─── DATA FOR THE TASK ───

PR #199, opened 2016-07-28
addition of AVXop for binary operations to handle 3 address register …

mcberg2016:
…allocation

### DIFF
--- a/graal/com.oracle.graal.asm.amd64/src/com/oracle/graal/asm/amd64/AMD64Assembler.java
+++ b/graal/com.oracle.graal.asm.amd64/src/com/oracle/graal/asm/amd64/AMD64Assembler.java
@@ -719,7 +719,7 @@ public class AMD64Assembler extends Assembler {
     }
 
     /**
-     * Opcode with operand order of either RM or MR.
+     * Opcode with operand order of either RM or MR for 2 address forms.
      */
     public abstract static class AMD64RROp extends AMD64Op {
 
@@ -732,6 +732,22 @@ public class AMD64Assembler extends Assembler {
         }
 
         public abstract void emit(AMD64Assembler asm, OperandSize size, Register dst, Register src);
+    }
+
+    /**
+     * Opcode with operand order of either RM or MR for 3 address forms.
+     */
+    public abstract static class AMD64RRROp extends AMD64Op {
+
+        protected AMD64RRROp(String opcode, int prefix1, int prefix2, int op, OpAssertion assertion, CPUFeature feature) {
+            super(opcode, prefix1, prefix2, op, assertion, feature);
+        }
+
+        protected AMD64RRROp(String opcode, int prefix1, int prefix2, int op, boolean dstIsByte, boolean srcIsByte, OpAssertion assertion, CPUFeature feature) {
+            super(opcode, prefix1, prefix2, op, dstIsByte, srcIsByte, assertion, feature);
+        }
+
+        public abstract void emit(AMD64Assembler asm, OperandSize size, Register dst, Register nds, Register src);
     }
 
     /**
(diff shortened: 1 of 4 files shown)


graal/com.oracle.graal.asm.amd64/src/com/oracle/graal/asm/amd64/AMD64Assembler.java
```diff
@@ -1227,16 +1365,129 @@ protected AMD64RMIOp(String opcode, boolean immIsByte, int prefix, int op, OpAss
 
         public final void emit(AMD64Assembler asm, OperandSize size, Register dst, Register src, int imm) {
             assert verify(asm, size, dst, src);
-            emitOpcode(asm, size, getRXB(dst, src), dst.encoding, src.encoding);
-            asm.emitModRM(dst, src);
-            emitImmediate(asm, size, imm);
+            boolean isSimd = false;
+            boolean noNds = false;
+
+            // TODO: add opcodes from the initializer here
```
tkrodriguez: Is there something to be done here?  Same with the one further down.

graal/com.oracle.graal.lir.amd64/src/com/oracle/graal/lir/amd64/AMD64Binary.java
```diff
@@ -92,10 +93,54 @@ public void emitCode(CompilationResultBuilder crb, AMD64MacroAssembler masm) {
...
     /**
+     * Instruction that has three {@link AllocatableValue} operands.
+     */
+    public static class ThreeOp extends AMD64LIRInstruction {
+        public static final LIRInstructionClass<ThreeOp> TYPE = LIRInstructionClass.create(ThreeOp.class);
+
+        @Opcode private final AMD64RRMOp opcode;
+        private final OperandSize size;
+
+        @Def({REG, HINT}) protected AllocatableValue result;
```
tkrodriguez: You can drop the hint here I think though it shouldn't matter.

graal/com.oracle.graal.lir.amd64/src/com/oracle/graal/lir/amd64/AMD64Binary.java
```diff
@@ -92,10 +93,54 @@ public void emitCode(CompilationResultBuilder crb, AMD64MacroAssembler masm) {
...
+        @Use({REG, STACK}) protected AllocatableValue x;
+        @Alive({REG, STACK}) protected AllocatableValue y;
```
tkrodriguez: Since this isn't commutative only y should allow stack I think.  Same for TwoOp.  We should let the allocator put the value into a register if it needs to be there.

tkrodriguez:
This is somewhat unrelated but having x and y both claim that they can be stack leads to some ugly looking generated code that probably doesn't perform well.  We can end up having each instruction have to load a stack slot into a register without being able to reuse it for later operations.

    0x00000001085e9aeb: vmovsd xmm1,QWORD PTR [rsp+0x28]
    0x00000001085e9af1: vmulsd xmm1,xmm1,QWORD PTR [rsp+0x20]
    0x00000001085e9af7: vmovsd xmm0,QWORD PTR [rsp+0x30]
    0x00000001085e9afd: vsubsd xmm0,xmm0,xmm1
    0x00000001085e9b01: vmovsd xmm3,QWORD PTR [rsp+0x38]
    0x00000001085e9b07: vmulsd xmm3,xmm3,QWORD PTR [rsp+0x30]
    0x00000001085e9b0d: vsubsd xmm0,xmm0,xmm3
    0x00000001085e9b11: vmovsd xmm1,QWORD PTR [rsp+0x30]
    0x00000001085e9b17: vmulsd xmm1,xmm1,QWORD PTR [rsp+0x20]
    0x00000001085e9b1d: vaddsd xmm1,xmm1,QWORD PTR [rsp+0x28]
    0x00000001085e9b23: vmovsd xmm2,QWORD PTR [rsp+0x28]
    0x00000001085e9b29: vmulsd xmm2,xmm2,QWORD PTR [rsp+0x38]
    0x00000001085e9b2f: vsubsd xmm1,xmm1,xmm2


rsp+0x20 and rsp+0x30 are both used multiple times with explicit reloads from the stack.  Some of this would be improved by removing STACK from the x argument of non-commutative arguments but commutative ones are still a problem.  We'd need something smarter in linear scan where it could ask an op if it can support a stack slot for an argument and convert to a different instruction in that case.  C2 does something like this is calls cisc spilling.

graal/com.oracle.graal.lir.amd64/src/com/oracle/graal/lir/amd64/AMD64Binary.java
```diff
@@ -118,20 +118,15 @@ public ThreeOp(AMD64RRMOp opcode, OperandSize size, AllocatableValue result, All
...
             } else {
-                AllocatableValue input = x;
+                //AllocatableValue input = x;
                 assert isStackSlot(y);
-                if (isStackSlot(x)) {
-                    input = result;
-                    AMD64Move.move(crb, masm, input, x);
-                }
-                opcode.emit(masm, size, asRegister(result), asRegister(input), (AMD64Address) crb.asAddress(y));
+                //if (isStackSlot(x)) {
```
tkrodriguez: I assume you meant to delete this completely?

mcberg2016: Yeah, its time is removed the "remind me to update this comment"

mcberg2016: will clean up

PR #211, opened 2016-10-07
minor code change to the pow intrinsic to correct a corner case

mcberg2016:
This corrects a corner case posed in the Math.pow unittest.


dougxc:
Is it possible to write a unit test for this (i.e., something that would fail without the change)?

tkrodriguez:
I added a unit test that shows this problem when I disabled the pow intrinsic.  So it's already being tested.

───

§ WHAT NEEDS TO BE DONE: Your task is to find each line in the entries that contains the string "ThreeOp" and copy it.

§ OUTPUT FOR THIS EXERCISE:
+    public static class ThreeOp extends AMD64LIRInstruction {
+        public static final LIRInstructionClass<ThreeOp> TYPE = LIRInstructionClass.create(ThreeOp.class);
@@ -118,20 +118,15 @@ public ThreeOp(AMD64RRMOp opcode, OperandSize size, AllocatableValue result, All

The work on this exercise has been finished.